“Everything that lives in this desert is out to kill you,” said my good friend offhandedly as we drove 45-degrees up over rocks and then 45 degrees down those same rocks into steep gullies in his Bronco. What an amazing piece of moveable machinery, that Bronco. He was “the man” driving that machine, not me. He knew what he was doing. Not me. He had been here before. Not me. I was sweating. Not him.
The most assuring part of driving through that desert that wanted to kill me was that he had been there before, many times. He understood what he was up against. And in fact, had been in some pretty close scrapes with rocks and cliffs himself. He was careful to stay within the limits that he knew were most likely to make us safe. Most likely. Mostly reassuring, that.
As he drove, he shared with me how he learned to negotiate some of his own inner deserts safely. Those places where you feel like you might die, it is so hard. I got that. As the adult child of an alcoholic mother, I remembered feeling that everything and everyone was out to kill me. Totally unsafe. Angry. Fearful. A real mess inside. I had a few more advantages than young people we connect with in Questscope – I was not also being bombed, shot at, running from home to not-home, hungry to the point of starvation. Not all of life for me was a desert. Just some of it. And that was Hell enough.
When all of life is a desert – a struggle to stay alive – there is no post-traumatic time in which to recoup, take a breath and hunt for some healing. It is all, and always, a present-traumatic time.
But there are always some people around who have been around for a long time – who have been here before. They are wounded, but something else has happened. They, like my friend, have been able to dig deep into some emotional stream, some spiritual vein, some psychological maturity-space to offer grace that heals.
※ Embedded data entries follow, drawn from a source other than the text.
PR #3171, opened 2015-03-21
clipboard_dbusklipper and clipboard_xel: return list not string

Daetalus:
the get_types in clipboard_dbusklipper and clipboard_xel return string, rewrite it to let it return list.This is a small contribution that prepare for GSoC 2015.


akshayaurora:
:+1:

They are our most valuable resource for hope – these wounded healers – who have reached through the harshness of life to grasp that elusive hope.
Accompanying a person – whose life is fractured by trauma – in a journey to restore some kind of wholeness is such a humiliating privilege. It is humiliating because we too are wounded. Who are we to offer anything in the places where we still have pain? And it is a privilege to be there, with them because we can be, with them.
How many times I have sensed the grace and peace of someone truly hurt and harmed who has found a path to offer a bit of healing to someone else. And how many times I have seen that healer blessed into more healing because of reaching out.
Being able to help others survive through trauma to thrive in life requires extreme patience. And insight, knowledge and skills that a person can be trained to practice. It is vitally important to know the boundaries of what to do and what not to do to keep someone safe as we accompany them on their inside journey to their fear, their anger, their unsafety. It is our responsibility in Questscope to use well all the best mental health practices to hold ourselves accountable for others’ mental wellbeing.
But perhaps the greatest strength of wounded healers is their willingness to offer the human touch of personal relationship – always being there as the path unfolds – up those fearful rocks and down those fearful gullies. That is what we aspire to for those who have been forced to be Least in our world. And it is something all of us can do – even in our own woundedness. Actually because of our own woundedness.
Let’s be extreme in our patience as we join others in grasping that elusive thing called hope.